Posts Tagged hospital readmission
The long and difficult training for surgeons often leaves them with little intrinsic drive to improve surgical care. Anyone who has had to discuss surgical quality with practicing surgeons is lucky to leave the discussion without a fear of losing their job. So, with little intrinsic drive to improve quality, the government and insurance companies resort to the old carrot and stick methods.
For surgeons the carrot and stick are financial. So, if a surgeon and associated hospital have patients that are readmitted within 30 days the hospital is penalized — the hospital is unhappy and verbally passes that unhappiness on to the surgeon.
A study just published “Underlying Reasons Associated With Hospital Readmission Following Surgery in the United States” expresses surgeons’ negative opinions of the penalty saying it really won’t have much effect on surgeons — wow, what a stonewall attitude!
The argument is based on the findings that surgical patients return to the hospital because of an infection where the skin was cut or because of bowel problems from pain medication. Somehow, the surgeons writing the article seem to think complications, coming to light after the patient leaves the hospital, are beyond their control — so the hospital should not be penalized. In other words, complications are and ACT OF GOD.

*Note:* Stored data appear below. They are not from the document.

PR #835, opened 2022-05-30
Check values in arrays

jsoriano:
Add validation for all values in arrays.

This is needed when some validation of the values is desired, apart of type validation. This is the case with IPs (https://github.com/elastic/integrations/issues/3408) or event types (https://github.com/elastic/elastic-package/issues/615#issuecomment-1021884406).

This change was part of https://github.com/elastic/elastic-package/pull/771, but this is being delayed due to https://github.com/elastic/integrations/issues/3016.

### DIFF
--- a/internal/fields/validate.go
+++ b/internal/fields/validate.go
@@ -352,85 +352,83 @@ func compareKeys(key string, def FieldDefinition, searchedKey string) bool {
 }
 
 func (v *Validator) parseElementValue(key string, definition FieldDefinition, val interface{}) error {
-	val, ok := ensureSingleElementValue(val)
-	if !ok {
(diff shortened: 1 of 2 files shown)


jsoriano:
> A more generic non-blocking comment - it's really easy to get lost in the logic due to multiple switch-cases and "if" clauses. Maybe you should drop a few comments to show field examples including edge cases.

I have added comments, and refactored the code to explicitly return type errors instead of having the `if valid` condition at the end. I have also moved the code to a function for single values, what reduces the nesting level of the main code.

@mtojek let me know what you think.

mtojek (approved):
Thank you! That's exactly what I meant.

PR #840, opened 2022-06-03
Enable developer extensions

mtojek:
Meta-issue: https://github.com/elastic/package-spec/issues/319

Changes:
* render the table with fields in docs
* import fields from ECS

Related:
https://github.com/elastic/package-spec/pull/350


internal/fields/validate.go
```diff
@@ -89,16 +90,25 @@ func CreateValidatorForDataStream(dataStreamRootPath string, opts ...ValidatorOp
...
 	if v.disabledDependencyManagement {
 		return v, nil
 	}
 
-	packageRoot := filepath.Dir(filepath.Dir(dataStreamRootPath))
+	packageRoot, found, err := packages.FindPackageRoot()
+	if err != nil {
+		return nil, errors.Wrap(err, "can't find package root")
+	}
+	if !found {
```
jsoriano, line 107: Could this hide problems with malformed packages?

On what cases is it ok to not find the package root? Could you add a comment here about this?

internal/builder/external_fields.go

Wrong answer! Patients, families, insurance companies and Medicare do not want to further enrich surgeons and hospitals for bad outcomes. A much better answer would be to double the efforts to improve quality and reduce complications and to have surgeons spend more time out of the operating room figuring how to improve surgery in the operating room.
Admiral David Farragut is attributed with the phrase “damn the torpedoes, full speed ahead” — was he really a surgeon in disguise? We all know intrinsic motivation (dedication and innovation) is much more effective than extrinsic motivation (carrot and stick). Intrinsic motivation comes from training programs that place emphasis on quality and downplay personal profit.
The solution: surgeons should be employees of the hospital (an ACO model) so they personally feel the financial pressure to minimize costly complications — not just watch as the hospital is penalized. And, improve post-graduate surgical training to have more emphasis on quality.
Here are two simple things hospitals could do to reduce readmissions: 1) Make a primary care appointment for hospital follow-up at the time of discharge 2) Dispense enough of the patient’s medications to last until the primary care appointment or to last 2 weeks, whichever is longer.
Patients are often readmitted because they did not take the medications prescribed at discharge. The beauty of the suggestions: hospitals save money since the cost of medications is low by comparison to readmission, patients will likely take the medications they are given, primary care providers will be engaged, and there is a financial incentive to make the appointment within 2 weeks.